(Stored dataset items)
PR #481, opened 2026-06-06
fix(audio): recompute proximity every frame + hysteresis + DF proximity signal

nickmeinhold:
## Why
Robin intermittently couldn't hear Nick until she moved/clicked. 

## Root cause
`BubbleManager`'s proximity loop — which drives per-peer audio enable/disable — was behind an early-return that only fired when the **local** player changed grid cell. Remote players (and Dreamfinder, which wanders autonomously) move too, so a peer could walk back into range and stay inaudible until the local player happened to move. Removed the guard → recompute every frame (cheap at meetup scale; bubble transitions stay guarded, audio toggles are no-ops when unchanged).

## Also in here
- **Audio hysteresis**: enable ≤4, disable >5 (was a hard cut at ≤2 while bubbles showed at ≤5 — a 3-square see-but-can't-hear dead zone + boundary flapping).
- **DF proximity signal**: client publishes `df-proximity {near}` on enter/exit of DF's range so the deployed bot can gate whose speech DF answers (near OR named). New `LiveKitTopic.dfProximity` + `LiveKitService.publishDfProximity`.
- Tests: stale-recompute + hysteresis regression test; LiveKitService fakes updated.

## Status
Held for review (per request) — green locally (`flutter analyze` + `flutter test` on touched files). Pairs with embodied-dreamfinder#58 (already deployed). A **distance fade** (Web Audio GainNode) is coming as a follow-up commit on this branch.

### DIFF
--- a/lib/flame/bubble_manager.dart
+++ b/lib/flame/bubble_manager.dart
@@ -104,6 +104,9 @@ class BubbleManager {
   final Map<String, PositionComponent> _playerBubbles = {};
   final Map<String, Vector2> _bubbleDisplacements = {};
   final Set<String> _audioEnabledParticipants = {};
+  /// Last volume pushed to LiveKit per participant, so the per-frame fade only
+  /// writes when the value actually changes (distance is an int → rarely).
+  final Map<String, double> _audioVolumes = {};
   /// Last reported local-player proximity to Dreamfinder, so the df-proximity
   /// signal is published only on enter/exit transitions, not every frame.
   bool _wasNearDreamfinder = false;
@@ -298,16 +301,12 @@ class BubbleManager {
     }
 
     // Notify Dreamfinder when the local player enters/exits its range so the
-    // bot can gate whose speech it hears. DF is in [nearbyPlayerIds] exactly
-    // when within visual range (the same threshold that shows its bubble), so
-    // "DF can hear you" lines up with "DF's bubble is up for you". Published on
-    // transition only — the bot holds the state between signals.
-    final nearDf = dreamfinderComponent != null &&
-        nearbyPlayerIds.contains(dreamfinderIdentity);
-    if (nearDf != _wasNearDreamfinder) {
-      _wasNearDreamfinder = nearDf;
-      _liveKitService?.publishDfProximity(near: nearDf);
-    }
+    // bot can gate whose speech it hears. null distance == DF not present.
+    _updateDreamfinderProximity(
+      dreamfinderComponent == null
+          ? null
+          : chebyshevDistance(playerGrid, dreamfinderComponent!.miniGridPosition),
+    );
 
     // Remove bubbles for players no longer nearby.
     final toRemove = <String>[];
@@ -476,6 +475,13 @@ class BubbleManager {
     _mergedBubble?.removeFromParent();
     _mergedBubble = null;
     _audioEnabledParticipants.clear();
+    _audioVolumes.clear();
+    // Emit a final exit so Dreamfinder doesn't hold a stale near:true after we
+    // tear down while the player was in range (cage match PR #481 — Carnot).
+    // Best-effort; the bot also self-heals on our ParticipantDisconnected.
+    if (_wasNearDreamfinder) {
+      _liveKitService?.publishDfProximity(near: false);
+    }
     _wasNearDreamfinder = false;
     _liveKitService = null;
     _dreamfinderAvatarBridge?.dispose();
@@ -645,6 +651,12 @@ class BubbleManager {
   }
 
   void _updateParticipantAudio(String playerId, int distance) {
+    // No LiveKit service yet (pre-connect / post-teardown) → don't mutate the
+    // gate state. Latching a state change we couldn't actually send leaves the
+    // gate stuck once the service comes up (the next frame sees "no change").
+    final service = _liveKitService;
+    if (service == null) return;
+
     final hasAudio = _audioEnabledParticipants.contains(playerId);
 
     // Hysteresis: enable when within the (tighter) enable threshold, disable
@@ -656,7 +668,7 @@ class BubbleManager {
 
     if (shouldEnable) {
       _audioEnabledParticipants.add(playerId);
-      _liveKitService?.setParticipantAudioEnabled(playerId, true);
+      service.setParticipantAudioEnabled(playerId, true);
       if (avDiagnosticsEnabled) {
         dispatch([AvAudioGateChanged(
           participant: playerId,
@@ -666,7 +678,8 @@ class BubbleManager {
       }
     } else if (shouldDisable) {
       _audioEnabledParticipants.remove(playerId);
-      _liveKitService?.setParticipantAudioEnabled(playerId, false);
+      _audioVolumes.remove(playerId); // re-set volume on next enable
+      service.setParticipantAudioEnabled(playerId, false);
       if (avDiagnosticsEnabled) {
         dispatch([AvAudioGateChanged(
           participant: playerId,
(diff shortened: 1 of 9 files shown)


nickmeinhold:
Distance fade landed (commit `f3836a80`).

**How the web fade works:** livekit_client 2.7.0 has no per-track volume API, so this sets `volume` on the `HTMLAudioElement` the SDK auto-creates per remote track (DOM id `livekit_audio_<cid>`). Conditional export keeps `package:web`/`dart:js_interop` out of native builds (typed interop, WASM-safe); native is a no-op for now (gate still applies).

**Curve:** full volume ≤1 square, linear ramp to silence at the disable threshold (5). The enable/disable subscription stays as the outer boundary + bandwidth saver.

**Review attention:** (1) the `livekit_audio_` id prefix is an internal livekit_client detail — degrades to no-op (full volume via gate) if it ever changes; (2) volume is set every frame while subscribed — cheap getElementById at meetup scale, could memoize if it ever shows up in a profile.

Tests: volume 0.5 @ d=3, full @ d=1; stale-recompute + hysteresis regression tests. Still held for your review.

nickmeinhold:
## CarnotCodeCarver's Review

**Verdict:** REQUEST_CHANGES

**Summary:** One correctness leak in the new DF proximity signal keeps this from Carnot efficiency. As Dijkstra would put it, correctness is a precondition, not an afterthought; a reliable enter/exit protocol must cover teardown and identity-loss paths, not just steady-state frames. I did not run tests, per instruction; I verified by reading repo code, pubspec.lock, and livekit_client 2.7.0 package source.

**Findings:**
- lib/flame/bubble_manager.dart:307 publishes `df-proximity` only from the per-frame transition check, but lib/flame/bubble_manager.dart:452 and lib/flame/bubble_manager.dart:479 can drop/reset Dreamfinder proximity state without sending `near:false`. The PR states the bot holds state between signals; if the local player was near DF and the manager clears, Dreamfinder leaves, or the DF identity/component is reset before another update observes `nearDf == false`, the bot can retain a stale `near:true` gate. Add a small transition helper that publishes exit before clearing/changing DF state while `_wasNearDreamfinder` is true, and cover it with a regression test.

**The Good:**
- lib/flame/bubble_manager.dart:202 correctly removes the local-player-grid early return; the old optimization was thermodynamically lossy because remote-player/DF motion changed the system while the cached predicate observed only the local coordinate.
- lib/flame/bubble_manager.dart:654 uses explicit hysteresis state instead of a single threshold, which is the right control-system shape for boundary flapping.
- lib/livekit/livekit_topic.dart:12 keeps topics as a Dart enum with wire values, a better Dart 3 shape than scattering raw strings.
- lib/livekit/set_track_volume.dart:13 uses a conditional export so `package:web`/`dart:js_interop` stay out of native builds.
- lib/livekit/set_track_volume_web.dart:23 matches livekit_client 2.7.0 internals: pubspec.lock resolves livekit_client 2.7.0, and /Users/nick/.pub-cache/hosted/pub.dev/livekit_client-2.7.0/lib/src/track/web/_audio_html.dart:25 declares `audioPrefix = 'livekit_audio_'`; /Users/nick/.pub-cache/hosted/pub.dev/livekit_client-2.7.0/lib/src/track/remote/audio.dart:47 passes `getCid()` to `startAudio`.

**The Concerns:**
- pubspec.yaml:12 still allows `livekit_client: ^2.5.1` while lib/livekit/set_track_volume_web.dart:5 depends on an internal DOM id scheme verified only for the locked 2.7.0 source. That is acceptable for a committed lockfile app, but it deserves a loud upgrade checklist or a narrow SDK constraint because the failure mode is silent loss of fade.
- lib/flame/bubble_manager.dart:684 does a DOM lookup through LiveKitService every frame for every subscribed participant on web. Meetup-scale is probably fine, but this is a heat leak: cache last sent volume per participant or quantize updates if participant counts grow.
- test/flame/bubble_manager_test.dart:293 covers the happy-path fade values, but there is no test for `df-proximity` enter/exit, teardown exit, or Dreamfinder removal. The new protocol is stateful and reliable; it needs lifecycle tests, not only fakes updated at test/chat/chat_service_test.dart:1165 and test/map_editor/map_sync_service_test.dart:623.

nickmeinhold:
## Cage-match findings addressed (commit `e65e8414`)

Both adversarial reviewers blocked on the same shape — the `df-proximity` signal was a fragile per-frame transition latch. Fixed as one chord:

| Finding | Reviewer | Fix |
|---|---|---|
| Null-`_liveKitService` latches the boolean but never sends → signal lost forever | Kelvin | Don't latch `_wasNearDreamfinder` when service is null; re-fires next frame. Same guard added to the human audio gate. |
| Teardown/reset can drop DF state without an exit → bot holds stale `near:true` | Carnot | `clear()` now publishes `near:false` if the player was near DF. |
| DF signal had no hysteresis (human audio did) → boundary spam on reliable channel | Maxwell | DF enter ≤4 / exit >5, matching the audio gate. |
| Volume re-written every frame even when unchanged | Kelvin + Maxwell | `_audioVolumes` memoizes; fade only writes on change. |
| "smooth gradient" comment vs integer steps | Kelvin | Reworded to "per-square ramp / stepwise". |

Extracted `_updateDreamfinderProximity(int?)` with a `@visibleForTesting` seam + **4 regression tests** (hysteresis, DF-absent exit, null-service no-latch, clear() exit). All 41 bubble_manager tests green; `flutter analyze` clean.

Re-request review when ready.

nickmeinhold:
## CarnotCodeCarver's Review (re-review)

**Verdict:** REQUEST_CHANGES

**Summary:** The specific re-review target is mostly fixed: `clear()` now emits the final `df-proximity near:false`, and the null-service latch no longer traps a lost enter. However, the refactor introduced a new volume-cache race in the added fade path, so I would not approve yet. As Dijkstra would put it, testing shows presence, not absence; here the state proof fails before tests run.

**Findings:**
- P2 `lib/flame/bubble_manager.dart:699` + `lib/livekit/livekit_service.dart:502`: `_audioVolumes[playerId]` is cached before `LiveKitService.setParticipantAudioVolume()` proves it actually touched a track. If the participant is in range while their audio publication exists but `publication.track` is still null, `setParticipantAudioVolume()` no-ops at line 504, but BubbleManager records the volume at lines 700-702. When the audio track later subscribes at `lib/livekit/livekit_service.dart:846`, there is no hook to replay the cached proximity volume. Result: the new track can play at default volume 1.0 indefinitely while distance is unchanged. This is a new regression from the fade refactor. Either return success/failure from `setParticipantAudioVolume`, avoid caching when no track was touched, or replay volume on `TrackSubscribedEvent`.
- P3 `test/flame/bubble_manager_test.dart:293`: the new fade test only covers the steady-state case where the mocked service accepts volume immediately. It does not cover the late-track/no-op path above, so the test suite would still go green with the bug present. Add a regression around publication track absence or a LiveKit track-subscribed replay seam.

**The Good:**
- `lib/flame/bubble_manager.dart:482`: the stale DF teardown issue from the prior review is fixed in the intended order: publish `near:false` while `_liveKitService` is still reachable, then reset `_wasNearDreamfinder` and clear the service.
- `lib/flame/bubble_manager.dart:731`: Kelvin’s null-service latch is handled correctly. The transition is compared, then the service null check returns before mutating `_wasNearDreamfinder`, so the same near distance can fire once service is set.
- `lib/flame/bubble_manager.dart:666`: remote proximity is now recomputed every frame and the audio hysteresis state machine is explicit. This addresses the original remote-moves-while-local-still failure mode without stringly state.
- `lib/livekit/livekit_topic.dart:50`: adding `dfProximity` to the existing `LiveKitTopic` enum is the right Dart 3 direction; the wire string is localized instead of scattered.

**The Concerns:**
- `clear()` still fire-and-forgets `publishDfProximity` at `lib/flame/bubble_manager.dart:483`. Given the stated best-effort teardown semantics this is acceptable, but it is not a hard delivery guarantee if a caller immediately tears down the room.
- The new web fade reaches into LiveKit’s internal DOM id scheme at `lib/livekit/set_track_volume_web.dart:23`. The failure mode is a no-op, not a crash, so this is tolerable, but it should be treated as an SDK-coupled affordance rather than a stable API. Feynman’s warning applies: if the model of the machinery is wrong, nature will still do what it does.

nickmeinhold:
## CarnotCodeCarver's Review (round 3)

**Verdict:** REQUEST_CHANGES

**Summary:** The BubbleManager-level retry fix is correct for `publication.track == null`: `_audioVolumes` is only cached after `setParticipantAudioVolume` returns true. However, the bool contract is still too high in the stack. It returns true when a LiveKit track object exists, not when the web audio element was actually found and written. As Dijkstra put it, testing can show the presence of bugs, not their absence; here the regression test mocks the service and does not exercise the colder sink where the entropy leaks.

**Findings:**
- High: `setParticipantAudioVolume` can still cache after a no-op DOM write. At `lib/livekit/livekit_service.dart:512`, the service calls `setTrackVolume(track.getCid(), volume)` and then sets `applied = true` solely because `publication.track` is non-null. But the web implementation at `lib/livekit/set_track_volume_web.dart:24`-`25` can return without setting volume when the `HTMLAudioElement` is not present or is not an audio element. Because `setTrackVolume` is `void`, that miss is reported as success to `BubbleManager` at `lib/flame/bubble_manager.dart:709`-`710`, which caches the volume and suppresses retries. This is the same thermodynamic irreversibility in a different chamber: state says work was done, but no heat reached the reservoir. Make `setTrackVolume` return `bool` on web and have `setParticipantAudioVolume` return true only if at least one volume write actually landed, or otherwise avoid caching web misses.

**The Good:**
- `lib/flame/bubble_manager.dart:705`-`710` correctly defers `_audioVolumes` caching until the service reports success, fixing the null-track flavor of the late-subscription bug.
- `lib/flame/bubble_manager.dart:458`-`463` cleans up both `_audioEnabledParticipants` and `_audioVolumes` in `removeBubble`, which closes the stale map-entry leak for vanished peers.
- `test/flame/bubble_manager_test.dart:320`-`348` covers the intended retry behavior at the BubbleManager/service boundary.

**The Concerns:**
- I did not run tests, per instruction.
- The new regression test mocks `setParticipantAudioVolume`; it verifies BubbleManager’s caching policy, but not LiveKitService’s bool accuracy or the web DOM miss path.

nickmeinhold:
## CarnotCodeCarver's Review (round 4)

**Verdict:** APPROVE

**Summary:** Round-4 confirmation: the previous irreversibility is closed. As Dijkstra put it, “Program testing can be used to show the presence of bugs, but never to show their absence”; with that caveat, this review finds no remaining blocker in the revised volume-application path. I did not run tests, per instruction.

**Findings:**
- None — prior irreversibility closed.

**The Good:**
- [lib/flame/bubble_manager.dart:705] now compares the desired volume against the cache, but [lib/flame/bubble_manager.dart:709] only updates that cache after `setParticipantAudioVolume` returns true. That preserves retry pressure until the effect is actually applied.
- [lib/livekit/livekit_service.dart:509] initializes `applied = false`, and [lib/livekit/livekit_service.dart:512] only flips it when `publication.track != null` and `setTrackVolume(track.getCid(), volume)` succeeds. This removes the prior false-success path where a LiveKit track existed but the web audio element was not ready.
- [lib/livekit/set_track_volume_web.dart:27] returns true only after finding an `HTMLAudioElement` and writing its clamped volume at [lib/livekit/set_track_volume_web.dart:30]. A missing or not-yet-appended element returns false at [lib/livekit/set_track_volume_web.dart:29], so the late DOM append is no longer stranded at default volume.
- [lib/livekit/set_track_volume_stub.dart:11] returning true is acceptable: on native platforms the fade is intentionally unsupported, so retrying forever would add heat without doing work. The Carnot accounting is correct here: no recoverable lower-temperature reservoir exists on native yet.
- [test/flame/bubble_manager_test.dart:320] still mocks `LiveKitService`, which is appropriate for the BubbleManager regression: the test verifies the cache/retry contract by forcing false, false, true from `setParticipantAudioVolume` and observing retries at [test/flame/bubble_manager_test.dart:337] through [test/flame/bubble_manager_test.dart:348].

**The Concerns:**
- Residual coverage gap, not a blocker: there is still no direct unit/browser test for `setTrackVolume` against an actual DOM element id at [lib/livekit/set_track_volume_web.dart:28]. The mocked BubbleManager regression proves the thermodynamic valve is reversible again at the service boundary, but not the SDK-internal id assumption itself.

Task requirements:
Extract exactly and only the lines above from the line containing "on next enable" through the line containing "(gate still applies).", both end lines included.

Result below:
+      _audioVolumes.remove(playerId); // re-set volume on next enable
+      service.setParticipantAudioEnabled(playerId, false);
       if (avDiagnosticsEnabled) {
         dispatch([AvAudioGateChanged(
           participant: playerId,
(diff shortened: 1 of 9 files shown)


nickmeinhold:
Distance fade landed (commit `f3836a80`).

**How the web fade works:** livekit_client 2.7.0 has no per-track volume API, so this sets `volume` on the `HTMLAudioElement` the SDK auto-creates per remote track (DOM id `livekit_audio_<cid>`). Conditional export keeps `package:web`/`dart:js_interop` out of native builds (typed interop, WASM-safe); native is a no-op for now (gate still applies).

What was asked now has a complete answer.